(Instructions for the task)
Retype all of the records precisely.

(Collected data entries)
______________________________

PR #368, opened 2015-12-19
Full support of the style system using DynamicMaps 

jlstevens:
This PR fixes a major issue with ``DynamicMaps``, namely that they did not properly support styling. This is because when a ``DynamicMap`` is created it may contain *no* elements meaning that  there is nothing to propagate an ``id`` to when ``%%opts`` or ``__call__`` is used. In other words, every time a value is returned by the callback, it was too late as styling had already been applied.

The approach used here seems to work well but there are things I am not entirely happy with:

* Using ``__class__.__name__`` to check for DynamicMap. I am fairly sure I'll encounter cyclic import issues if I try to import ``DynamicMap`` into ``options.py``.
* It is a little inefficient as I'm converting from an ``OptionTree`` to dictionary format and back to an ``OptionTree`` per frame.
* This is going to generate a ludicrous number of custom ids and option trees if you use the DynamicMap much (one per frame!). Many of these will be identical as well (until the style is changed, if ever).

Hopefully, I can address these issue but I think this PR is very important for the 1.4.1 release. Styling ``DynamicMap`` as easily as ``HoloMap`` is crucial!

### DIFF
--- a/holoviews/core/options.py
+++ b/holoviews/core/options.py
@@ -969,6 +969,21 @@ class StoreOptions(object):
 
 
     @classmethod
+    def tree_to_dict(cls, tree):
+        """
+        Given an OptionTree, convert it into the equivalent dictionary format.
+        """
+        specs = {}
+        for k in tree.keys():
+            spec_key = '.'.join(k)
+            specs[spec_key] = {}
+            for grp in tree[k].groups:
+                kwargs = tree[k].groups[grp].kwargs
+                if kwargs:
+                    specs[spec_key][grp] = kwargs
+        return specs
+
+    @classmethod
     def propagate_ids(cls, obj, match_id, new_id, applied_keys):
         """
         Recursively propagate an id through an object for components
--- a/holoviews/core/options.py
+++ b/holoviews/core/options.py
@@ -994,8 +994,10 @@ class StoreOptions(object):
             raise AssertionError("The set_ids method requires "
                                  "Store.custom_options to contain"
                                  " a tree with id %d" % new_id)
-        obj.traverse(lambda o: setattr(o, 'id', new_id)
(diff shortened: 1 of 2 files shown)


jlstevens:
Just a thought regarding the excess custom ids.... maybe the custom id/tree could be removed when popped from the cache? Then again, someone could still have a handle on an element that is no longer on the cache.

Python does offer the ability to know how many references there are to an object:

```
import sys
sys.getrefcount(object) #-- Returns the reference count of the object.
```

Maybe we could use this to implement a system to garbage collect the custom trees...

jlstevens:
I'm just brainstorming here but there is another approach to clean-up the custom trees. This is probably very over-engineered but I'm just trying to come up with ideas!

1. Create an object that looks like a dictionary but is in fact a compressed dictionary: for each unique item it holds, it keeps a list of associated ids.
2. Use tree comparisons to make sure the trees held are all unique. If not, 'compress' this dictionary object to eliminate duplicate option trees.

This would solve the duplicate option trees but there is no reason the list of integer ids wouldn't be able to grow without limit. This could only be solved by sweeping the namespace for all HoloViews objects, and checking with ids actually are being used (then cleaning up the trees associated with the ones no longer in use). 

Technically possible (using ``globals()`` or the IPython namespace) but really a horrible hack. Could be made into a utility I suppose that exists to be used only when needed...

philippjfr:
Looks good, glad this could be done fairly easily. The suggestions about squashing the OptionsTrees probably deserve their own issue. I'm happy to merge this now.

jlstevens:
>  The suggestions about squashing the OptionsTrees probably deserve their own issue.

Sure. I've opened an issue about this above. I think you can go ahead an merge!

______________________________

(Exercise result)
PR #368, opened 2015-12-19
Full support of the style system using DynamicMaps 

jlstevens:
This PR fixes a major issue with ``DynamicMaps``, namely that they did not properly support styling. This is because when a ``DynamicMap`` is created it may contain *no* elements meaning that  there is nothing to propagate an ``id`` to when ``%%opts`` or ``__call__`` is used. In other words, every time a value is returned by the callback, it was too late as styling had already been applied.

The approach used here seems to work well but there are things I am not entirely happy with:

* Using ``__class__.__name__`` to check for DynamicMap. I am fairly sure I'll encounter cyclic import issues if I try to import ``DynamicMap`` into ``options.py``.
* It is a little inefficient as I'm converting from an ``OptionTree`` to dictionary format and back to an ``OptionTree`` per frame.
* This is going to generate a ludicrous number of custom ids and option trees if you use the DynamicMap much (one per frame!). Many of these will be identical as well (until the style is changed, if ever).

Hopefully, I can address these issue but I think this PR is very important for the 1.4.1 release. Styling ``DynamicMap`` as easily as ``HoloMap`` is crucial!

### DIFF
--- a/holoviews/core/options.py
+++ b/holoviews/core/options.py
@@ -969,6 +969,21 @@ class StoreOptions(object):
 
 
     @classmethod
+    def tree_to_dict(cls, tree):
+        """
+        Given an OptionTree, convert it into the equivalent dictionary format.
+        """
+        specs = {}
+        for k in tree.keys():
+            spec_key = '.'.join(k)
+            specs[spec_key] = {}
+            for grp in tree[k].groups:
+                kwargs = tree[k].groups[grp].kwargs
+                if kwargs:
+                    specs[spec_key][grp] = kwargs
+        return specs
+
+    @classmethod
     def propagate_ids(cls, obj, match_id, new_id, applied_keys):
         """
         Recursively propagate an id through an object for components
--- a/holoviews/core/options.py
+++ b/holoviews/core/options.py
@@ -994,8 +994,10 @@ class StoreOptions(object):
             raise AssertionError("The set_ids method requires "
                                  "Store.custom_options to contain"
                                  " a tree with id %d" % new_id)
-        obj.traverse(lambda o: setattr(o, 'id', new_id)
(diff shortened: 1 of 2 files shown)


jlstevens:
Just a thought regarding the excess custom ids.... maybe the custom id/tree could be removed when popped from the cache? Then again, someone could still have a handle on an element that is no longer on the cache.

Python does offer the ability to know how many references there are to an object:

```
import sys
sys.getrefcount(object) #-- Returns the reference count of the object.
```

Maybe we could use this to implement a system to garbage collect the custom trees...

jlstevens:
I'm just brainstorming here but there is another approach to clean-up the custom trees. This is probably very over-engineered but I'm just trying to come up with ideas!

1. Create an object that looks like a dictionary but is in fact a compressed dictionary: for each unique item it holds, it keeps a list of associated ids.
2. Use tree comparisons to make sure the trees held are all unique. If not, 'compress' this dictionary object to eliminate duplicate option trees.

This would solve the duplicate option trees but there is no reason the list of integer ids wouldn't be able to grow without limit. This could only be solved by sweeping the namespace for all HoloViews objects, and checking with ids actually are being used (then cleaning up the trees associated with the ones no longer in use). 

Technically possible (using ``globals()`` or the IPython namespace) but really a horrible hack. Could be made into a utility I suppose that exists to be used only when needed...

philippjfr:
Looks good, glad this could be done fairly easily. The suggestions about squashing the OptionsTrees probably deserve their own issue. I'm happy to merge this now.

jlstevens:
>  The suggestions about squashing the OptionsTrees probably deserve their own issue.

Sure. I've opened an issue about this above. I think you can go ahead an merge!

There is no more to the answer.